Сначала он не понял, что именно изменилось. Какие-то звуки прошелестели на грани его сознания, что-то хрустнуло, прошуршало, как будто яблоко упало с веток на землю. «Откуда тут яблоки», — мелькнула мысль, и он попытался опять подобрать белое пятнышко с земли. Но его уже не было перед глазами, на зеленой траве остались только какие-то красные сгустки и пятна, и он встряхнул головой. И вдруг он ощутил, как его кто-то потрепал по плечу. Он с трудом поднял голову, сразу отозвавшуюся тупой болью и увидел незнакомое лицо. Перед ним на корточках сидел какой-то пацан, по виду ровесник или даже на год младше него, довольно тощей комплекции. Увидев, что он поднял голову, пацан улыбнулся и почему-то эта улыбка успокоила его.
— Ты кто? — машинально спросил он, чувствуя, что все его тело болит и язык с трудом ворочается во рту.
Пацан улыбнулся, лицо его было покрыто веснушками, и он впервые обратил внимание на его немного раскосые глаза.
— Меня зовут Пак.
Так он познакомился с «Корейцем».
Глава 2
— Пак? — невольно переспросил он. Собственный голос показался ему незнакомым, он закашлялся и встряхнул головой. Мир по-прежнему немного крутился вокруг него — и ему показалось на мгновение, что все это происходит не с ним. Слишком неправдоподобным казалось происходящее, как будто он смотрел на себя со стороны.
— Ага. Пак. Это фамилия. Впрочем, друзья называют меня Кореец, да и мне, честно говоря, так больше нравится, — ответил пацан. — Потом расскажу подробней. Ты как, нормально? — спросил Кореец и улыбнулся еще раз.
Он молчал. Ситуация все так же оставалась непонятной, как если бы в его старом калейдоскопе, в который он любил смотреть, перещелкнулись картинки, — новая картинка была ясной и отчетливой, но связи с предыдущей не наблюдалось.
Он скосил глаза вниз и обнаружил, что полулежит, не так давно белая майка перепачкалась в земле, штаны были заляпаны зелеными потеками от травы, и он сразу подумал о том, что отстирать их будет непросто. Он почему-то не сразу увидел кровь, ее было не очень-то и много, но майка была перепачкана ею даже сильней, чем землей. В крови была испачкана и веревочка, на которой болтался ключ от квартиры, и почему-то вид этой веревочки сразу напомнил ему бабушку, которая всегда следила за тем, чтобы он не забыл ключ, и на его глаза невольно навернулись слезы. Но он быстро справился с искушением и поборол желание заплакать.
Чтобы мозги окончательно встали на место, он еще раз энергично встряхнул головой.
Похожее ощущение было у него в жизни только раз — головокружение, легкая потеря ориентации в пространстве, и вызвано это было падением с забора, с которого он решил соскочить.

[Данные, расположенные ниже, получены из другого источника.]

PR #1737, opened 2021-03-17
feat: refactor to make it easier to pin/upgrade or both

lili2311:
- [ ] Ready for review

#### What does this PR do?
Refactor remediation logic to make it easier to separate applying
pins/upgrades to a manifest. This is key to applying changes to
multiple related manifests down the line.

Previously the file was mutated as it went through upgrade & pin logic. We need these separated to work well across applying fixed for multiple files.


packages/snyk-fix/src/plugins/python/handlers/pip-requirements/update-dependencies/generate-pins.ts
```diff
@@ -0,0 +1,56 @@
+import { DependencyPins, FixChangesSummary } from '../../../../../types';
+import { isDefined } from './is-defined';
+import { Requirement } from './requirements-file-parser';
+
+export function generatePins(
+  requirements: Requirement[],
+  updates: DependencyPins,
+): { pinnedRequirements: string[]; changes: FixChangesSummary[] } {
```
lili2311, line 8: the same logic mostly as before.

packages/snyk-fix/src/plugins/python/handlers/pip-requirements/update-dependencies/generate-pins.ts
```diff
@@ -0,0 +1,56 @@
...
+  }
+
+  const changes: FixChangesSummary[] = [];
+  const pinnedRequirements = Object.keys(lowerCasedPins)
+    .map((pkgNameAtVersion) => {
+      const [pkgName, version] = pkgNameAtVersion.split('@');
+
+      // Pinning is only for non top level deps
+      if (topLevelDeps.indexOf(pkgName) >= 0) {
+        return;
```
lili2311, line 39: no longer returning original line, only returning updates

packages/snyk-fix/src/plugins/python/handlers/pip-requirements/update-dependencies/generate-upgrades.ts
```diff
@@ -0,0 +1,75 @@
...
+      if (!upgrade) {
+        return;
+      }
+      const newVersion = lowerCasedUpgrades[upgrade].split('@')[1];
+      const updatedRequirement = `${originalName}${versionComparator}${newVersion}`;
+      changes.push({
+        success: true,
+        userMessage: `Upgraded ${originalName} from ${version} to ${newVersion}`,
+      });
+      updatedRequirements[originalText] = `${updatedRequirement}${
```
lili2311, line 65: for upgrades we need to know which original line was updated to apply this back to the manifest down the line.

packages/snyk-fix/src/plugins/python/handlers/pip-requirements/update-dependencies/index.ts
```diff
@@ -0,0 +1,68 @@
...
+  );
+  debug('Finished generating upgrades to apply');
+
+  const { pinnedRequirements, changes: pinChanges } = generatePins(
+    parsedRequirementsData,
+    updates,
+  );
+  debug('Finished generating pins to apply');
+
+  let updatedManifest = [
```
lili2311, line 46: updating the manifest is now a separate activity from either pins or upgrades being applied. So we can apply only upgrades or only pins or neither and it will return merged changes correctly

packages/snyk-fix/src/plugins/python/handlers/pip-requirements/update-dependencies/requirements-file-parser.ts
```diff
@@ -34,7 +34,7 @@ export function parseRequirementsFile(requirementsFile: string): Requirement[] {
 function extractDependencyDataFromLine(
   requirementText: string,
   line: number,
-): Requirement | false {
+): Requirement | void {
```
lili2311, line 37: fixing return type

packages/snyk-fix/test/unit/fix.spec.ts
```diff
@@ -270,17 +270,17 @@ describe('groupEntitiesPerScanType', () => {
     const txtProdProjectTestResult = generateEntityToFix(
       'pip',
       'prod.txt',
-      JSON.stringify({}),
+      'django===1.6.1',
```
lili2311, line 273: this test no longer works with fake `{}` manifest and it should not have done before either really. Because the manifest parsing check is now tightened and throws if the manifest is empty. So needed to give this test real manifest content to work with now.

aarlaud (approved):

И ведь спрыгнул он в целом неплохо, хотя забор был и высоким, если конечно же не считать того, что каблуки ботинок зацепились за железную поперечину, и ноги в результате остались на заборе. Это было классно, валяться в кровати и знать, что все вокруг волнуются и заботятся о тебе… И сломанная рука казалась тогда не очень большой платой за это. Две недели с рукой в гипсе были подарком судьбы, так он тогда считал.
Но сейчас все было иначе.
Кореец наблюдал за ним с интересом и, после того, как беглый осмотр повреждений был завершен, протянул ему руку. Ладошка была узкая и загорелая, но что-то в ней показалось ему странным.

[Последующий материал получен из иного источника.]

PR #1739, opened 2021-03-18
feat: add elixir support

admons:
- [x] Ready for review

#### What does this PR do?

Adds support for elixir ecosystem


src/lib/plugins/index.ts
```diff
@@ -55,6 +56,9 @@ export function loadPlugin(
     case 'cocoapods': {
       return cocoapodsPlugin;
     }
+    case 'elixir': {
```
lili2311, line 59: would a new language not be added via the new ecosystems flow now? cc @darscan is that the expected new path?

darscan: Yep, this should be using the new flow. @admons let's chat

src/lib/detect.ts
```diff
@@ -31,6 +31,7 @@ const DETECTABLE_FILES: string[] = [
   'Podfile.lock',
   'pyproject.toml',
   'poetry.lock',
+  // 'mix.exs', // todo: remove when hex is going GA
```
dtrunley-snyk, line 34: Out of interest do we not need mix.lock here too?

Он схватился за его руку и встал. Ощущение от касания ладони Корейца было необычным. Ему показалось, что он схватился за доску, которую отполировали наждачной бумагой, чтобы убрать щепки, но не довели работу до конца. Ладонь была прохладной, шершавой и твердой, как древко пионерского знамени в школе, которое ему однажды доверили нести.

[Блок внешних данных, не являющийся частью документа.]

PR #1742, opened 2021-03-18
fix: stringify json output to promise valid json

Avishagp:
- [X] Ready for review

#### What does this PR do?
Call internal stringify functions on `snyk monitor` json output as done in `test` command to promise a valid json output.

Before:
Screen Shot 2021-03-18 at 14 16 24

After:
Screen Shot 2021-03-18 at 14 16 11

[Jira ticet](https://snyksec.atlassian.net/browse/HAMMER-250)
[ZenDesk ticket](https://snyk.zendesk.com/agent/tickets/9120)

### DIFF
--- a/src/cli/commands/monitor/index.ts
+++ b/src/cli/commands/monitor/index.ts
@@ -253,7 +253,7 @@ async function monitor(...args0: MethodArgs): Promise<any> {
   }
   // Part 2: process the output from the Registry
   if (options.json) {
-    return processJsonMonitorResponse(results);
+    return processJsonMonitorResponse(results, options);
   }
 
   const output = results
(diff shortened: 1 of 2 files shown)


src/cli/commands/monitor/index.ts
```diff
@@ -253,7 +253,7 @@ async function monitor(...args0: MethodArgs): Promise<any> {
   }
   // Part 2: process the output from the Registry
   if (options.json) {
-    return processJsonMonitorResponse(results);
+    return processJsonMonitorResponse(results, options);
```
JackuB, line 256: You already have baked in the `options.json` in the check above, wouldn't it be better to just tell it to the function rather than to pass the object again?

Avishagp: options is a needed argument in the formatJsonOutput function, not sure I understand what you mean here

Похожее ощущение от касаний у него было не так давно, когда он, накопив денег, купил в магазине модель торпедного катера. К сожалению, довольно быстро выяснилось, что склеивать пластмассовые модели намного проще, и что для работы с деревом требуются какие-то иные навыки, которых у него не было. С торпедным катером у него так и не сложилось, но ощущение от касания грубой древесины, почти не поддающейся полировке, он запомнил.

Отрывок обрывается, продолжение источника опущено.